**AIM OF THE TASK:**
Please set down exactly the lines of the listing below from the line containing "SecurityException. No need to catch it?" through the line containing "any changes here?", both lines included, leaving out all other lines.

(Beginning of EXTRACTED MATERIAL)

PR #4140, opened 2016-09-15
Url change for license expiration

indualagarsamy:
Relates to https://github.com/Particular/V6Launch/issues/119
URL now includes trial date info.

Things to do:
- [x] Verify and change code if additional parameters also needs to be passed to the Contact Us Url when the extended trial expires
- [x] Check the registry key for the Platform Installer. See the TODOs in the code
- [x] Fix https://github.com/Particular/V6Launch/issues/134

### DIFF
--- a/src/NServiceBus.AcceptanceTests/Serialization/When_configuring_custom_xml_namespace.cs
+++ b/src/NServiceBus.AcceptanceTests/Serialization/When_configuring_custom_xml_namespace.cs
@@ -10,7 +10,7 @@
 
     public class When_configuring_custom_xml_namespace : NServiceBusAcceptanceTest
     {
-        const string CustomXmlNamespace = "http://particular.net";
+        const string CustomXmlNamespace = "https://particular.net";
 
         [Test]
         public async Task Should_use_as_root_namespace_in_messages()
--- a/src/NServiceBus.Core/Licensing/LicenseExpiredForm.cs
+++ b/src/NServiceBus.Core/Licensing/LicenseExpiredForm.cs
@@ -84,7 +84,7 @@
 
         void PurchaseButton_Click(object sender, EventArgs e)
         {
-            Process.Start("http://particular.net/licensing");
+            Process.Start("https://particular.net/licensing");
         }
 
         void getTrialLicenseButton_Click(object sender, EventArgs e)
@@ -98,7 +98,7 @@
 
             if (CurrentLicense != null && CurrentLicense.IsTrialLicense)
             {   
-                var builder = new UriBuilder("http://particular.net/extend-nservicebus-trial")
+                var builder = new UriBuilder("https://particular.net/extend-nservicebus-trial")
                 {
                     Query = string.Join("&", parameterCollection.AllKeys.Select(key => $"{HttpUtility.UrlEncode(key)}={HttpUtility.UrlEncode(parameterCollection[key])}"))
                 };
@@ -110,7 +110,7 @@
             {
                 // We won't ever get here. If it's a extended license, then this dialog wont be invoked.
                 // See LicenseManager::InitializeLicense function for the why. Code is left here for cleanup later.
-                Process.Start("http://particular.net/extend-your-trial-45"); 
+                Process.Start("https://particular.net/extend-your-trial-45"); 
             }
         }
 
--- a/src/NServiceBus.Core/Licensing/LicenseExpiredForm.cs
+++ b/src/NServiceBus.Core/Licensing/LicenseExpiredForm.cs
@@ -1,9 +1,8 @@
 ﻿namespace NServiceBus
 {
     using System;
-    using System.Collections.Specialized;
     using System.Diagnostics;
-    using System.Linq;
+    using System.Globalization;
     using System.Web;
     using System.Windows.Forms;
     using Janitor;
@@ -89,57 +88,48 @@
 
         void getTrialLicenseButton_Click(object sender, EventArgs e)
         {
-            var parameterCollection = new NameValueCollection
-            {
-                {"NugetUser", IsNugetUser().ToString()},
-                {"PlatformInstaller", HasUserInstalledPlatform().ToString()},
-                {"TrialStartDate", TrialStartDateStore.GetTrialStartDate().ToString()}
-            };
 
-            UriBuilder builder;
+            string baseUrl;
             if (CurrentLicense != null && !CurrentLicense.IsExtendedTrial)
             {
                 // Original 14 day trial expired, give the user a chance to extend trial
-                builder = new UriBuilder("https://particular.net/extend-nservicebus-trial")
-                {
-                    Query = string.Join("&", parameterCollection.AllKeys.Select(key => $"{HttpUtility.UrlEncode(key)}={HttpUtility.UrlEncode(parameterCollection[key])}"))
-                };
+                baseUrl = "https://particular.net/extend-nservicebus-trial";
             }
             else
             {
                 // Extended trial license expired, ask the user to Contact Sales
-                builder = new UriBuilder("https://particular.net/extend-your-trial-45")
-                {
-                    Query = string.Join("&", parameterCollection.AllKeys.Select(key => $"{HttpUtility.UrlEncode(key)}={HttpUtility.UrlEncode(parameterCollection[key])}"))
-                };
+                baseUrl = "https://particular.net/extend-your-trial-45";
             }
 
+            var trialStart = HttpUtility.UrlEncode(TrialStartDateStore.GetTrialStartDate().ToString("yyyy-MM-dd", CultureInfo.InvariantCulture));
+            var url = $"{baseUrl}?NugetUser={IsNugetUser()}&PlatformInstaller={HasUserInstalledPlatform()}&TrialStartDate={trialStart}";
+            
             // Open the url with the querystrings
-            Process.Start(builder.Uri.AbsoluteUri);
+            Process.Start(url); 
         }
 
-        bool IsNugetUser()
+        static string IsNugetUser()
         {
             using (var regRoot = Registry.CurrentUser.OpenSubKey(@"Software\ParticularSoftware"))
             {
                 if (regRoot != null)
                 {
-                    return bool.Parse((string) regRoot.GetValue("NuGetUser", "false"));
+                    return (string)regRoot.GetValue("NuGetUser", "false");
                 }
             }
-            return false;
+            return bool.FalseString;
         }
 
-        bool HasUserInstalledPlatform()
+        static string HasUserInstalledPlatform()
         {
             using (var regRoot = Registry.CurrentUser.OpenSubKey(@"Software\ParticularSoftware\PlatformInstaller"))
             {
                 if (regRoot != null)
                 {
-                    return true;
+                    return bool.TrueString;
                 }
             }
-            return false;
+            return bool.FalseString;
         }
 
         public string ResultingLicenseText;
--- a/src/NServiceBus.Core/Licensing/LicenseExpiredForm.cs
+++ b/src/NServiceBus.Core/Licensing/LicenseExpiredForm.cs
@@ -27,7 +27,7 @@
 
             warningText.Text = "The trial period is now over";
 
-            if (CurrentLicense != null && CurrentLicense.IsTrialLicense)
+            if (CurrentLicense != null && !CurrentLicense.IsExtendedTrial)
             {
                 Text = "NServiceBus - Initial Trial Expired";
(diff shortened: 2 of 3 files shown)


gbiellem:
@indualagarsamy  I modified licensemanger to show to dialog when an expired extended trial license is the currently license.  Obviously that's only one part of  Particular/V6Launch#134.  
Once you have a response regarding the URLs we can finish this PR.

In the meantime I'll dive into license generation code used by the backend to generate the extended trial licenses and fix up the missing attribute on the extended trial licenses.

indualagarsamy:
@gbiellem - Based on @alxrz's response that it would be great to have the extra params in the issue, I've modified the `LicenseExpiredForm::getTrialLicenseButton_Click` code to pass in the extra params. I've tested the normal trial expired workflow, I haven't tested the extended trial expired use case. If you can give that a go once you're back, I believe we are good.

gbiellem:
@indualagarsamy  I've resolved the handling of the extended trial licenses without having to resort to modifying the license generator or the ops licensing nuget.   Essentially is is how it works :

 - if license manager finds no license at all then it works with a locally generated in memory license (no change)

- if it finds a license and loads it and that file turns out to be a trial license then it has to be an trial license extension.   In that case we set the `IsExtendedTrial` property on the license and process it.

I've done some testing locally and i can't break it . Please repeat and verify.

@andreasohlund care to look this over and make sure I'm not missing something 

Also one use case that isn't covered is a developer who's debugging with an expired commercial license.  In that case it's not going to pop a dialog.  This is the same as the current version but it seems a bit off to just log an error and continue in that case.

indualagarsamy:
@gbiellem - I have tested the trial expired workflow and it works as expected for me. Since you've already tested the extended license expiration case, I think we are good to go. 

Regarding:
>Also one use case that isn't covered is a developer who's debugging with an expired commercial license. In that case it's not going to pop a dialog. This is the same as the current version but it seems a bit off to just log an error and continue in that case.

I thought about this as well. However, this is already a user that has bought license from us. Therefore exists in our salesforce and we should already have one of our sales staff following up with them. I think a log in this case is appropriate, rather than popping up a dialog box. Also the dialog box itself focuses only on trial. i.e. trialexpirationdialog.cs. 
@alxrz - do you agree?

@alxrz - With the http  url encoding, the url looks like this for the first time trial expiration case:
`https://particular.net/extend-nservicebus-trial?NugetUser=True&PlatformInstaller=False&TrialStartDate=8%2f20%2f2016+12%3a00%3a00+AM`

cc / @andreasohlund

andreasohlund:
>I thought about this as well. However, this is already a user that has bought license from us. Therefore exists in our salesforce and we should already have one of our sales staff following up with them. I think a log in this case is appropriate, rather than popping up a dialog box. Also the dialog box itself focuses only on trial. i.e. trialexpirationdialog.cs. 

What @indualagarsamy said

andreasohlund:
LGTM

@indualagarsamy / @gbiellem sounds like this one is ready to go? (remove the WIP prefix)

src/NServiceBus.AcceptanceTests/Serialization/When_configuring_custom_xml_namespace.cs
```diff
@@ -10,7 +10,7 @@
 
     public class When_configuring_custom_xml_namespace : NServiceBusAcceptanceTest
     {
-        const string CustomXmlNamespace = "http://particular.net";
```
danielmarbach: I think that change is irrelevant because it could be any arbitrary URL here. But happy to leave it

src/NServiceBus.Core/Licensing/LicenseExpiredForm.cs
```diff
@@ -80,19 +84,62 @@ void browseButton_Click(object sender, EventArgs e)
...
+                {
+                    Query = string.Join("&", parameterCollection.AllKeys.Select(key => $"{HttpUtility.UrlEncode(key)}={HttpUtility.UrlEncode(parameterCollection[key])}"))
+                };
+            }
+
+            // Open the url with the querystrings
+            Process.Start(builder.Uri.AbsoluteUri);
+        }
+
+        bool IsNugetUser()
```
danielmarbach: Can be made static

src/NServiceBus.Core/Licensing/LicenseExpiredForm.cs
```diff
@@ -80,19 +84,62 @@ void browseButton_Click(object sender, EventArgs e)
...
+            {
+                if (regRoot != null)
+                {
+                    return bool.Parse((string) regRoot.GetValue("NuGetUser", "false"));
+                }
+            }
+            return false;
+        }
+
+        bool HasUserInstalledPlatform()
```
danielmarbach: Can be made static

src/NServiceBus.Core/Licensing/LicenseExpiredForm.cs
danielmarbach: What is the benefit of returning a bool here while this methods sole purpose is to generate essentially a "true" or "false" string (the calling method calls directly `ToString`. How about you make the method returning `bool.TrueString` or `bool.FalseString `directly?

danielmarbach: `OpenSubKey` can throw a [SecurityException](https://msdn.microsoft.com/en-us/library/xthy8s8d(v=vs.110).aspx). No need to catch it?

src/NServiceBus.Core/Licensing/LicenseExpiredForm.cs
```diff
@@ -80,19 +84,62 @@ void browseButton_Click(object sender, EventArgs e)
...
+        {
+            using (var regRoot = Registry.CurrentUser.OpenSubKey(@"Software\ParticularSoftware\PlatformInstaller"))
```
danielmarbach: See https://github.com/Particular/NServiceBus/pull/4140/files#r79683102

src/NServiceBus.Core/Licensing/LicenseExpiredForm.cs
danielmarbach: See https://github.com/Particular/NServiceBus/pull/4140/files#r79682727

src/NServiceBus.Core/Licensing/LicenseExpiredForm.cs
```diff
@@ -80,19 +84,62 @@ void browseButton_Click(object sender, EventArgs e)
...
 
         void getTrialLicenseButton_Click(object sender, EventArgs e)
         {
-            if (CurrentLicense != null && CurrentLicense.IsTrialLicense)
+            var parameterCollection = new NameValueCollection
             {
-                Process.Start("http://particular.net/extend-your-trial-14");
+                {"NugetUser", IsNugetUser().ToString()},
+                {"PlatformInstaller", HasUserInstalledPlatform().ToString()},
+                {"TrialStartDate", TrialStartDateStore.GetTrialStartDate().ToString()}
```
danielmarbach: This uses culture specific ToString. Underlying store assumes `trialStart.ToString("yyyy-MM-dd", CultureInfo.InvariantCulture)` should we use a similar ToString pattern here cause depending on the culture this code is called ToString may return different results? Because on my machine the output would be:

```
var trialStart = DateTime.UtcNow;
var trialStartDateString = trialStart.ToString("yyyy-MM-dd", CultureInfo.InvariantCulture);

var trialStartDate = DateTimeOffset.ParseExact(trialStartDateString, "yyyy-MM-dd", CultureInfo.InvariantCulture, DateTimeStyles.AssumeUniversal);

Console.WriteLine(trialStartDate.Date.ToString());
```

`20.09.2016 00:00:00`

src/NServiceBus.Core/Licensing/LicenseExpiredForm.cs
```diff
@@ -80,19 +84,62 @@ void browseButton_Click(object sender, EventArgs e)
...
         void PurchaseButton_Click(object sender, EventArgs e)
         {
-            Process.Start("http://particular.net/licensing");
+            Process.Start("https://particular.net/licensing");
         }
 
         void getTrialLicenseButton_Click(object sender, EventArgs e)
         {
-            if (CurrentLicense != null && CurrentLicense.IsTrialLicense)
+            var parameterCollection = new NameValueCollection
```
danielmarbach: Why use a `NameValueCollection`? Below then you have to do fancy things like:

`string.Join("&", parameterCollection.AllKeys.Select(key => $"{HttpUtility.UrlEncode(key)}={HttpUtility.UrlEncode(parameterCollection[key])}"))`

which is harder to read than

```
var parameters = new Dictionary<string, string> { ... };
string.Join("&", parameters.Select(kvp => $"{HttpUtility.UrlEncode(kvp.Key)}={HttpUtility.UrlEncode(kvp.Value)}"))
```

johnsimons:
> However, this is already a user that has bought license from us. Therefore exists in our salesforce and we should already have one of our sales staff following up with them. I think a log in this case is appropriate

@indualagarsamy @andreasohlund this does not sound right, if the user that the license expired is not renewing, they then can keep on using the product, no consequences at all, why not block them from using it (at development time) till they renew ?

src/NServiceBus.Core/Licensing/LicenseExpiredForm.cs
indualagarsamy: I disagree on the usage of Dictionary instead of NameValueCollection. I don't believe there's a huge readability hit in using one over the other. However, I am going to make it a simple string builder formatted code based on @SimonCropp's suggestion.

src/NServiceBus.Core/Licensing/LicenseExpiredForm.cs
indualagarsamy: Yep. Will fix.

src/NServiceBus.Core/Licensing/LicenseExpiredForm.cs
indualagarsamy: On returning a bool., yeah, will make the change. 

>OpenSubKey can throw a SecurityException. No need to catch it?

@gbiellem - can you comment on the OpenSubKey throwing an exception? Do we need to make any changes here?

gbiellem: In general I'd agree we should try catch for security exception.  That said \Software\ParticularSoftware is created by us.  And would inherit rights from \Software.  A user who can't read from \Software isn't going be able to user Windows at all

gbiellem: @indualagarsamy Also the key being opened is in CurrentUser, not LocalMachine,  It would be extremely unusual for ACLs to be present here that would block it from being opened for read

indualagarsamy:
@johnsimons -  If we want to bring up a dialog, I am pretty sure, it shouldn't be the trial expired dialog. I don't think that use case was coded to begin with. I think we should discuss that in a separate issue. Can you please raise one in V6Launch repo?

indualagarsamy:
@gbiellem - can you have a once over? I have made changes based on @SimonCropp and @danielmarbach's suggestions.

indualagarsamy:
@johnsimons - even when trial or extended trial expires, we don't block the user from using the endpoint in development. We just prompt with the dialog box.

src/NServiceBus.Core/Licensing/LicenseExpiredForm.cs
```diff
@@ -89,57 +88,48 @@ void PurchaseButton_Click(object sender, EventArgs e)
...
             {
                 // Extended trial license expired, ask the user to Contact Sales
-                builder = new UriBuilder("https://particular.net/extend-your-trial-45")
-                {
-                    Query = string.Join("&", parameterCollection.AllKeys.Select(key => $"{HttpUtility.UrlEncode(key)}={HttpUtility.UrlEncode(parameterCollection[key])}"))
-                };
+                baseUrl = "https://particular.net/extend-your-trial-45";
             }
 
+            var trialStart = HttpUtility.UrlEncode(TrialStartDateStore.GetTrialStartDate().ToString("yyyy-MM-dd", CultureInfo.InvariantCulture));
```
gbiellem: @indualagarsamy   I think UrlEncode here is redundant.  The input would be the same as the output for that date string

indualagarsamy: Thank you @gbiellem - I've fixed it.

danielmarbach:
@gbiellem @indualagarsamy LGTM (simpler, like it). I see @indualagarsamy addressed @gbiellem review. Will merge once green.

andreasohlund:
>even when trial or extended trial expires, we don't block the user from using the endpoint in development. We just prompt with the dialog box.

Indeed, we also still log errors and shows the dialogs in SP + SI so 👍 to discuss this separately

(End of EXTRACTED MATERIAL)

**RESPONSE:**
>OpenSubKey can throw a SecurityException. No need to catch it?

@gbiellem - can you comment on the OpenSubKey throwing an exception? Do we need to make any changes here?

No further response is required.